Paradise ponders: a new project edition... Naturally I have a challenge right from the start! Yesterday I took delivery of a new UPS (store photo at right) for my office. One advantage of having run datacenters in the past is that I know a bit about UPS technology (datacenters make extensive use of them) – something that comes in very handy when selecting one for my own use.
The main problem I'm trying to solve is providing power for the (hopefully short) period of time between the time we lose main power and the time my backup generator kicks in. Generally that's around 30 seconds. A secondary problem I'd like to solve is to mitigate the effects of “dirty power” (brownouts, momentary outages, surges) on the computer equipment in my office. We had an example of a momentary outage last week, and it took me a couple of hours afterwards to get everything back up and running. It was that experience that prompted me to pull the trigger on ordering a UPS.
The one I bought is an “online” type, meaning that it has an inverter that continuously outputs 60 Hz sine wave 120 VAC. That inverter is powered from a battery, and the battery is continuously charged when there's 120 VAC available at its input (in other words, when the power is up). Most UPSs designed for home or small office use are a different type: “standby”. These UPSs only produce power when the main power fails, and there's always a brief “glitch” when the power switches over. Furthermore, standby UPSs aren't very good at dealing with brownouts or intermittent power outages. The datacenters I managed all used online UPSs, as hard experience with the problems caused by standby UPSs long ago convinced datacenter operators to stay away from them.
Another thing I learned while managing datacenters is that you really don't want to run an online UPS anywhere near its rated capacity. Doing so will reduce reliability (not exactly a feature in a UPS!) and, perhaps surprisingly, cause them to make much more noise. The latter is because in order to cool the power electronics (for the inverter, primarily) at maximum capacity, the fans in the unit generally run full blast – but when running well below their capacity, they can (and usually do) run much more slowly.
So I selected a UPS with roughly twice the capacity I actually need (I need 1,500 VA, so I bought one rated at 3,000 VA).
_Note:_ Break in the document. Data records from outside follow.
PR #2, opened 2019-12-20
 Setup CMake project with unit tests 

### LINKED ISSUE #1: CMake and unit testing stub
- Add CMake main script
- GTest dependency
- Single unit test leb128.
- Circle CI

chfast:
- CMake project setup
- Unit tests based on GTest (using system installed gtest-dev and FindGTest CMake's standard module).
- Clang-format from evmone

All is up to discussion, but make it quick.

Closes #1.

### DIFF
--- a/CMakeLists.txt
+++ b/CMakeLists.txt
@@ -1,6 +1,14 @@
 cmake_minimum_required(VERSION 3.13)
 
+include(CMakeDependentOption)
+
 option(FIZZY_TESTING "Enable Fizzy internal tests" OFF)
+cmake_dependent_option(HUNTER_ENABLED "Enable Hunter package manager" ON
+    "FIZZY_TESTING" OFF)
+
+if(HUNTER_ENABLED)
+    include(cmake/Hunter/init.cmake)
+endif()
 
 project(fizzy LANGUAGES CXX)
 
--- a/CMakeLists.txt
+++ b/CMakeLists.txt
@@ -1,0 +1,18 @@
+cmake_minimum_required(VERSION 3.13)
+
+option(FIZZY_TESTING "Enable Fizzy internal tests" OFF)
+
+project(fizzy LANGUAGES CXX)
+
+set(include_dir ${PROJECT_SOURCE_DIR}/include)  # Public include directory.
+
+set(CMAKE_ARCHIVE_OUTPUT_DIRECTORY ${PROJECT_BINARY_DIR}/lib)
+set(CMAKE_LIBRARY_OUTPUT_DIRECTORY ${PROJECT_BINARY_DIR}/lib)
+set(CMAKE_RUNTIME_OUTPUT_DIRECTORY ${PROJECT_BINARY_DIR}/bin)
+
+add_subdirectory(lib)
+
+if(FIZZY_TESTING)
+    enable_testing()  # Enable CTest. Must be done in main CMakeLists.txt.
+    add_subdirectory(test)
+endif()
--- a/lib/fizzy/CMakeLists.txt
+++ b/lib/fizzy/CMakeLists.txt
@@ -1,0 +1,10 @@
+
+add_library(fizzy)
+add_library(fizzy::fizzy ALIAS fizzy)
+
+target_sources(
+    fizzy PRIVATE
+    dummy.cpp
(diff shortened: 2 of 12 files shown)


CMakeLists.txt
```diff
@@ -0,0 +1,14 @@
+cmake_minimum_required(VERSION 3.13)
```
chfast: Using recent CMake versions is just convenient because of nice new features. You just spend less time programming CMake. Also testing older versions is difficult because CIs usually have very recent versions.

CMakeLists.txt
```diff
@@ -0,0 +1,14 @@
...
+
+option(FIZZY_TESTING "Enable Fizzy internal tests")
```
chfast: This is OFF by default, so you should explicitly enable it when developing fizzy, but users can use default options.

CMakeLists.txt
```diff
@@ -0,0 +1,14 @@
...
+
+project(fizzy LANGUAGES CXX)
```
chfast: By default CMake enables both C and C++. Explicitly enabling only C++ makes configuration slightly faster.

CMakeLists.txt
```diff
@@ -0,0 +1,14 @@
...
+
+set(include_dir ${PROJECT_SOURCE_DIR}/include)  # Public include directory.
```
chfast: Not used any more, but should be included in the fizzy lib when we will have any public header. This can be removed from this PR.

CMakeLists.txt
```diff
@@ -0,0 +1,14 @@
...
+
+add_subdirectory(lib)
```
chfast: I used `lib/fizzy` dir structure (based on evmone, based on LLVM), but other structures are possible. E.g. `src/fizzy; src/runner` or `src/lib/fizzy; src/tools/runner`.

lib/fizzy/CMakeLists.txt
```diff
@@ -0,0 +1,10 @@
+
+add_library(fizzy)
+add_library(fizzy::fizzy ALIAS fizzy)
```
chfast: It is best practice to also define `fizzy::fizzy` alias. It is better to use the alias when specifying link dependencies (the `::` indicates that it is a CMake target, the name `fizzy` can also mean a system lib - no CMake error then).
This is also useful when including fizzy as a CMake subproject.

lib/fizzy/CMakeLists.txt
```diff
@@ -0,0 +1,10 @@
...
+
+target_sources(
```
chfast: Using `target_sources()` instead of adding files  to `add_library` is purely pedantic at this stage. I don't believe `PRIVATE`/`PUBLIC` for sources has any useful meaning.

lib/fizzy/CMakeLists.txt
```diff
@@ -0,0 +1,10 @@
...
+    fizzy PRIVATE
+    dummy.cpp
+    leb128.hpp
+)
+target_compile_features(fizzy PUBLIC cxx_std_14)
```
chfast: Specify that fizzy lib requires C++14 support.

test/unittests/CMakeLists.txt
```diff
@@ -0,0 +1,15 @@
+
+include(GoogleTest)
+
+find_package(GTest REQUIRED)
+
+add_executable(fizzy-unittests)
+target_link_libraries(fizzy-unittests PRIVATE fizzy::fizzy GTest::Main)
+target_include_directories(fizzy-unittests PRIVATE ${PROJECT_SOURCE_DIR}/lib/fizzy)
```
chfast: This allows including fizzy's internal headers for testing.

CMakeLists.txt
```diff
@@ -0,0 +1,14 @@
+cmake_minimum_required(VERSION 3.13)
+
+option(FIZZY_TESTING "Enable Fizzy internal tests" OFF)
```
chfast: Enables internal testing. When developing fizzy, this should be set to `ON`, but users can use default options values.

chfast:
To be continued:
- Add coverage build (requires 2 modules from Cable).
- Upload to codecov.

Everything I read about it validated the thought that this would reduce noise, and I know enough about electronics to know that it will also increase its lifetime. The particular model I selected is 120 VAC in and 120 VAC out, matching the power I had available at the place I wanted to mount it, and the power I need for my computers.
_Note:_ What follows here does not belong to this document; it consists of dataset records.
PR #4, opened 2019-12-20
cmake: Add Cable modules, configure build type and compilers

chfast:
## Cable

This adds 2 Cable modules. They were converted to standalone CMake modules so no other Cable files are needed. The modules are also versioned independently. I also added the `cable.cmake` tool that helps with installing / updating Cable modules. E.g. `./cable.cmake install CableBuildType` or `./cable.cmake update`.

This is new way of consuming Cable. All 3 files to be uploaded to the Cable repo.

## Coverage

Code coverage setup is done. ~~Just an admin has to enable codecov.~~

LCOV: https://79-224892340-gh.circle-artifacts.com/0/coverage/index.html
Summary: https://79-224892340-gh.circle-artifacts.com/0/coverage/report.txt
Full: https://79-224892340-gh.circle-artifacts.com/0/coverage/full.html
Missing: https://79-224892340-gh.circle-artifacts.com/0/coverage/missing.html

### DIFF
--- a/circle.yml
+++ b/circle.yml
@@ -92,6 +92,51 @@ jobs:
       - build
       - test
 
+  clang-latest-coverage:
+    executor: linux-clang-9
+    environment:
+      BUILD_TYPE: Coverage
+      TESTS_FILTER: unittests
+    steps:
+      - run:
+          name: "Install lcov"
+          working_directory: /tmp
+          command: |
+            curl -sL http://downloads.sourceforge.net/ltp/lcov-1.14.tar.gz | tar xz --strip=1
+            sudo make install
+      - build
+      - test
+      - run:
+          name: "Collect coverage data"
+          working_directory: ~/build
+          command: |
+            mkdir coverage
+            find -name '*.profraw'
+            llvm-profdata merge *.profraw -o fizzy.profdata
+
+            llvm-cov report -instr-profile fizzy.profdata -Xdemangler llvm-cxxfilt \
+              -object bin/fizzy-unittests -use-color
+            llvm-cov report -instr-profile fizzy.profdata -Xdemangler llvm-cxxfilt > coverage/report.txt \
+              -object bin/fizzy-unittests
+
+            llvm-cov show -format=html -instr-profile fizzy.profdata -Xdemangler llvm-cxxfilt -region-coverage-lt=100 > coverage/missing.html \
+              -object bin/fizzy-unittests
+            llvm-cov show -format=html -instr-profile fizzy.profdata -Xdemangler llvm-cxxfilt > coverage/full.html \
+             -object bin/fizzy-unittests
+
+            llvm-cov export -instr-profile fizzy.profdata -format=lcov > fizzy.lcov \
+              -object bin/fizzy-unittests
+            genhtml fizzy.lcov -o coverage -t Fizzy
+      - store_artifacts:
+          path: ~/build/coverage
+          destination: coverage
+      - run:
+          name: "Upload to Codecov"
+          command: |
+            # Convert to relative paths
+            sed -i 's|$(pwd)/||' ~/build/fizzy.lcov
+            codecov --file ~/build/fizzy.lcov -X gcov
+
 
 workflows:
   version: 2
@@ -100,3 +145,4 @@ workflows:
       - lint
       - release-linux
       - release-macos
+      - clang-latest-coverage
--- a/cmake/CableCompilerSettings.cmake
+++ b/cmake/CableCompilerSettings.cmake
@@ -1,0 +1,166 @@
+# Cable: CMake Bootstrap Library <https://github.com/ethereum/cable>
+# Copyright 2018-2019 Pawel Bylica.
+# Licensed under the Apache License, Version 2.0.
+
+# Cable Compiler Settings, version 1.0.0
+#
+# This CMake module provides default configuration (with some options)
+# for C/C++ compilers. Use cable_configure_compiler().
+
+if(cable_compiler_settings_included)
+    return()
+endif()
+set(cable_compiler_settings_included TRUE)
+
+include(CheckCXXCompilerFlag)
+
+# Adds CXX compiler flag if the flag is supported by the compiler.
+#
+# This is effectively a combination of CMake's check_cxx_compiler_flag()
+# and add_compile_options():
+#
+#    if(check_cxx_compiler_flag(flag))
+#        add_compile_options(flag)
+#
+function(cable_add_cxx_compiler_flag_if_supported FLAG)
+    # Remove leading - or / from the flag name.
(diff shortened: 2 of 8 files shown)


gumb0:
Are codecov.io and LCOV independent tools? Do we need both of them?

cmake/cable.cmake
```diff
@@ -0,0 +1,68 @@
...
+    if(status EQUAL 0)
+        set(msg DONE)
+    else()
+        file(REMOVE "${dst}")
+        set(msg "${status_code} ${error_msg}\n  ${src}")
+    endif()
+    message("Downloading ${MODULE_NAME}: ${msg}")
+endfunction()
+
+set(cmd ${CMAKE_ARGV3})
```
gumb0: why is this `ARGV3`, shouldn't it be `ARGV1`?

chfast: The args look like:
```
cmake -P cable.cmake arg3...
```

chfast:
> ~Are codecov.io and LCOV independent tools? Do we need both of them?~
> Ah I see result of lcov is uploaded to codecov.io

The LCOV is a local tool that can combine GCOV (GCC) data and create e.g. html reports (also available as CI artifact here). It happens that codecov has a LCOV format processor, so exactly the same report should be shown by codecov.

But the original coverage data is coming from clang's source-code level coverage (think: C++ AST coverage) which is much more precise than GCC's debug-info level coverage (think: line bases coverage). This is later converted to LCOV format, where we loose some information (e.g. clang's coverage will report coverage for every template instance independently!). So additional clang's reports are also generated and available as CI artifacts.

cmake/cable.cmake
```diff
@@ -0,0 +1,68 @@
...
+# This CMake script allows installing or updating Cable modules.
+# Commands:
+# - list
+# - install
+# - update
+#
+# You can also include it from CMakeLists.txt to add Cable modules to
+# CMAKE_MODULE_PATH.
+
+if(NOT CMAKE_ARGV0)
```
chfast: Using `CMAKE_SCRIPT_MODE_FILE` here instead (as suggested in https://stackoverflow.com/questions/51427538/cmake-test-if-i-am-in-scripting-mode) might be more readable.

cmake/CableCompilerSettings.cmake
```diff
@@ -0,0 +1,168 @@
...
+            set(test_name have_fsanitize_${SANITIZE})
+            check_cxx_compiler_flag(-fsanitize=${SANITIZE} ${test_name})
+            if(NOT ${test_name})
+                message(FATAL_ERROR "Unsupported sanitizer: ${SANITIZE}")
+            endif()
+            add_compile_options(-fno-omit-frame-pointer -fsanitize=${SANITIZE})
+
+            set(backlist_file ${PROJECT_SOURCE_DIR}/sanitizer-blacklist.txt)
+            if(EXISTS ${backlist_file})
+                check_cxx_compiler_flag(-fsanitize-blacklist=${backlist_file} have_fsanitize-blacklist)
```
gumb0: seems these lines here could have been replaced with `cable_add_cxx_compiler_flag_if_supported`

circle.yml
```diff
@@ -92,6 +92,53 @@ jobs:
...
+      TESTS_FILTER: unittests
+    steps:
+      - run:
+          name: "Install lcov"
+          working_directory: /tmp
+          command: |
+            sudo apt-get -q update
+            # sudo apt-get install -qy lcov --no-install-recommends
+            apt-get download lcov
+            sudo dpkg -i --force-depends lcov*.deb
```
gumb0: why this unusual way to install?

circle.yml
```diff
@@ -92,6 +92,53 @@ jobs:
...
+      - test
+      - run:
+          name: "Collect coverage data"
+          working_directory: ~/build
+          command: |
+            mkdir coverage
+            find -name '*.profraw'
+            llvm-profdata merge *.profraw -o fizzy.profdata
+
+            llvm-cov report -instr-profile fizzy.profdata -Xdemangler llvm-cxxfilt \
```
gumb0: Output of this line doesn't seem to be saved anywhere?

circle.yml
chfast: Although being just a perl script, the lcov debian package depends on gcc package. Installing in a normal way will pull additional 300 MB. I plan to add lcov to the cpp-build-env image, probably downloading official release from http://ltp.sourceforge.net/coverage/lcov.php.

The trick used here is probably not good for docker images as apt-get will start reporting broken packages installed.

circle.yml
chfast: It is meant for CI log.

cmake/CableCompilerSettings.cmake
chfast: I will try that. We can also drop this option, because it comes from old Aleth config and is not used in any project currently.

cmake/cable.cmake
chfast: I will add a comment here.

cmake/CableCompilerSettings.cmake
```diff
@@ -0,0 +1,166 @@
...
+                # The compiler supports stack protection options.
+                if(cable_NO_STACK_PROTECTION)
+                    # Stack protection explicitly disabled.
+                    # Add "no" flag, because in some configuration the compiler has it enabled by default.
+                    add_compile_options(-fno-stack-protector)
+                else()
+                    # Try enabling the "strong" variant.
+                    cable_add_cxx_compiler_flag_if_supported(-fstack-protector-strong have_stack_protector_strong_support)
+                    if(NOT have_stack_protector_strong_support)
+                        # Fallback to standard variant of "strong" not available.
```
gumb0:
```suggestion
                        # Fallback to standard variant if "strong" not available.
```

cmake/CableCompilerSettings.cmake
```diff
@@ -0,0 +1,166 @@
...
+            set(CMAKE_EXE_LINKER_FLAGS "-fsanitize=${SANITIZE} ${CMAKE_EXE_LINKER_FLAGS}")
+
+            set(test_name have_fsanitize_${SANITIZE})
+            check_cxx_compiler_flag(-fsanitize=${SANITIZE} ${test_name})
+            if(NOT ${test_name})
+                message(FATAL_ERROR "Unsupported sanitizer: ${SANITIZE}")
+            endif()
+            add_compile_options(-fno-omit-frame-pointer -fsanitize=${SANITIZE})
+
+            set(backlist_file ${PROJECT_SOURCE_DIR}/sanitizer-blacklist.txt)
```
gumb0: typo
```suggestion
            set(blacklist_file ${PROJECT_SOURCE_DIR}/sanitizer-blacklist.txt)
```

Here's where the challenge arises. A 3,000 VA UPS will draw nearly 30 amps from its 120 VAC input if it's running at max capacity. Standard 120 VAC outlets, the kind you're used to using every day, are rated usually at 15 amps, sometimes at 20. They can't safely handle a 30 amp load. I knew this, but it never occurred to me when I ordered the UPS. So when I unpacked it yesterday, I noticed immediately that it had a weird plug (just like the one at right). Of course I do not have a receptacle matching that plug, nor do I have a circuit installed that can handle 30 amps. Dang it! So yesterday evening Debbie and I headed for Home Depot, where I bought all the parts I'd need to install a matching (NEMA L5-30R) receptacle and run a 30 amp circuit to it. Today I'll be installing it. I have a subpanel already installed just 30 feet from where I need the receptacle, so this really isn't all that big a deal. But so much for my careful planning! I fully expected to unpack that UPS, plug it in, and be done. Not so much!